De fato, o núcleo é 22 vezes mais longo que qualquer um já coletado. Foi extraído sob 523 metros de gelo na Antártica Ocidental.

Conforme reportou a Phys.org em fevereiro de 2026, o feito ocorreu no acampamento de campo profundo de Crary Ice Rise. A operação foi concluída em janeiro daquele ano.

De fato, o cilindro de rocha extraído contém um registro contínuo de 23 milhões de anos de história climática do planeta. Inclui períodos em que a Terra esteve mais de 2°C acima do nível pré-industrial.

Equipe perfurando núcleo de sedimentos sob a camada de gelo Antártico
Equipe internacional opera sonda no acampamento Crary Ice Rise para extrair núcleo de sedimentos sob 523 m de gelo.

O programa internacional responsável pelo feito é o SWAIS2C — sigla para “Sensitivity of the West Antarctic Ice Sheet to 2°C”. Reúne universidades dos EUA, Reino Unido, Suíça e Alemanha.

Segundo a Universidade de Exeter, a perfuração começou em 2024 e foi finalizada em janeiro de 2026.

“Esse é o registro contínuo mais longo já recuperado abaixo de uma camada de gelo continental”, afirmou Molly Patterson, co-cientista-chefe do projeto e pesquisadora da Binghamton University, em comunicado oficial.

Como o núcleo de sedimentos foi extraído sob 523 metros de gelo

O acampamento de Crary Ice Rise fica numa elevação interna na borda da camada de gelo da Antártica Ocidental.
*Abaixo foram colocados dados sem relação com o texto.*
Issue #4564, opened 2021-05-08
Precision of special L-values of elliptic curves/Q


bmatschke:
Some special L-values of elliptic curves/Q seem to have several false digits at the end, e.g. https://www.lmfdb.org/EllipticCurve/Q/37a1 currently lists
0.30599977383405230182048368332169132525,
whereas sage's E.lseries().taylor_series() using large precision gives:
0.305999773834052301820483683321676474452637774590771998534541832481016050469290169911495257337795897...
I don't know how numerically stable the latter is, I simply increased precision until the first 100 digits seem to stabilize.

edgarcosta:
from https://beta.lmfdb.org/api/ec_mwbsd/?lmfdb_label=37.a1 we see that the 
the value stored is 
`0.30599977383405230182048368332169132525`
while the correct value is
`0.305999773834052301820483683321676474452637774590772?`

JohnCremona:
This must be my fault since I recently recomputed all these values using libpari from Sage like this:
`ar, sv = E.pari_curve().ellanalyticrank(precision=PRECISION).sage()`
with PRECISION=100, for example
`sage: E = EllipticCurve('37a1') `                                                                                                                      
`sage: E.pari_curve().ellanalyticrank(precision=100).sage() `                                                                                           
`[1, 0.30599977383405230182048368332169132525]`
while in gp itself we see
`? ellanalyticrank(ellinit("37a1"))`
`%4 = [1, 0.30599977383405230182048368332167647445]`
So something is going wrong in converting the real number from libpari to Sage.

Someone will need to work out why this happens;  submit a bugfix to Sage if it is a Sage issue; and in any case recompute all these values and re-upload them.  That person will not be me any time soon!

bmatschke:
Thanks, I didn't know about this bug. Similarly:
    
    sage: gp.set_real_precision(100)
    38
    sage: a = gp.sqrt(2)
    sage: a
    1.414213562373095048801688724209698078569671875376948073176679737990732478462107038850387534327641573
    sage: a.sage()
    1.414213562373095048801688724209698078569671875376948073176679737990732478462107038850387534327641573000000000000000

JohnCremona:
Sone of the reason for what you observe is that pari bit precision goes up in jumps of 32 or 64 while sage allows any bit precision.  This is supposed to be handled properly in the interface.

bmatschke:
Then maybe it's not even a bug. There are two opposite goals in such a conversion: 

[...]

PR #4936, opened 2022-01-21
do not display more digits than are correct in EC/Q

JohnCremona:
This fixes issue #4564 which was simply that we had stored and displayed more digits than had been computed.  If this is acceptable I'll do the same for ECNF.  Eventually the data stored will be changed: this fix hard-wires in the fact that the numbers were computed to 100 bits, so coercing into RealField(100) makes sense.


AndrewVSutherland:
You can view this on https://pink.lmfdb.xyz/EllipticCurve/Q/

Ali, os engenheiros tiveram que perfurar primeiro o gelo, depois o leito rochoso submerso.

Conforme a ETH Zurich, a temperatura na superfície de operação variou entre -25°C e -45°C durante o trabalho.
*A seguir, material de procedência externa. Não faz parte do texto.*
PR #4937, opened 2022-01-21
avoid calling pari when it is easy to do so

AndrewVSutherland:
This PR implements LMFDB specific versions of the integer functions `is_squarefree`, `squarefree_part`, `divisors`, and `prime_divisors` using Sage's factor method to avoid calling pari, making it possible to run Sage in debug mode more easily.

There are still problematic cases where we are calling pari to compute Galois groups on the fly, or to manipulate polynomials, that are not addressed by this PR.


JohnCremona:
I'm happy with this once tests pass.  I even checked that the function integer_divisors() worked :)

JohnCremona:
I cannot see what the failing test was -- do we have to wait until all the other parts of the test finish?

AndrewVSutherland:
The test failure is a CMF test that is displaying the coefficient field using its LMFDB label rather than Q(sqrt(10)), I haven't figured out why this is happening, but we shouldn't merge this until I do.

JohnCremona:
> The test failure is a CMF test that is displaying the coefficient field using its LMFDB label rather than Q(sqrt(10)), I haven't figured out why this is happening, but we shouldn't merge this until I do.

Agreed

Issue #4170, opened 2020-10-23
BMF data - Mismatch between LMFDB and Magma for dimension 2 forms


BarinderBanwait:
There appears to be a discrepancy between the BMF eigenvalues for dimension 2 forms in the database, and what Magma computes.

E.g. Consider form [1066.4-a2](https://www.lmfdb.org/ModularForm/GL2/ImaginaryQuadratic/2.0.4.1/1066.4/a2/). The eigenvalues at the two primes above 5 are ostensibly the same, but the following Magma code shows that there are no BMF newforms of this level with the property that its two eigenvalues above 5 are the same:

```
P<x> := PolynomialRing(Rationals());
g := P![1, 0, 1];
F<i> := NumberField(g);
ZF := Integers(F);

NN := ideal<ZF | {-15*i -29}>;

M := BianchiCuspForms(F, NN);
S := NewSubspace(M);
NFD := NewformDecomposition(S);
newforms := [* Eigenform(U) : U in NFD *];

print "Are the Hecke eigenvalues at the two primes above 5 equal, for any newforms of this level?";

P1, P2 := Explode(Decomposition(ZF,5));

for f in newforms do;
 print HeckeEigenvalue(f,P1[1]) eq HeckeEigenvalue(f,P2[1]);
end for;
```

If this discrepancy indeed exists, then it could well be an issue with Magma. Either way, this ought to be investigated.

This was noticed in testing for #4053.

JohnCremona:
The original data for these (few) dim 2 bmfs were computed in magma in the first place. I suggest consulting Ciaran S who provided that data.

JohnCremona:
I ran this level on my C++ code (bianchi-progs on github).  At this level there's a rational newform and dimenesion 2, no oldforms.  The eigenvalues of the dim 2 newforms at the primes above 5 are negative-conjugate to each other, so if you call one 1+z (where z^2=-7) then the other is -1+z.    

So the data displayed for the dim 2 newforms is wrong.  *But*  the magma code listed here does not show that. since newforms[1] is the rational eigenform (who eigenvalues at these two primes are 0 and -2) while newforms[2] is the dim 2 one, and its eigenvalues are listed as $.1 and $.1-2 which is correct if you take $.1 to be a root of x^2+2x-6.

[...]

PR #4939, opened 2022-01-21
Hide dimension 2 BMFs

JohnCremona:
This addresses issue #4170.  I have not deleted the (small number of) dimension 2 BMFs from the table bmf_forms, but I have 
   - removed Dimension from the search options
   - adjusted the stats page (the last two tables are now deleted)
   - adjusted the wording in the description of newform spaces.
I just realised that after removing the Dimension from the search options I should still add the constraint dimension=1 to the search.  I will fix that and update the PR shortly

### DIFF
--- a/lmfdb/bianchi_modular_forms/bianchi_modular_form.py
+++ b/lmfdb/bianchi_modular_forms/bianchi_modular_form.py
@@ -172,6 +172,7 @@ def bianchi_modular_form_search(info, query):
     parse_nf_string(info, query, 'field_label', name='base number field')
     parse_noop(info, query, 'label')
     #parse_ints(info, query, 'dimension')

De fato, o equipamento usado é uma sonda de cabo desenvolvida especificamente para essa missão. O sistema atravessou camada de gelo e depois leito sedimentar contínuo.

Por isso, o registro fica selado e estratificado, sem contaminação de águas superficiais. Cada milímetro corresponde a alguns anos de deposição geológica intacta.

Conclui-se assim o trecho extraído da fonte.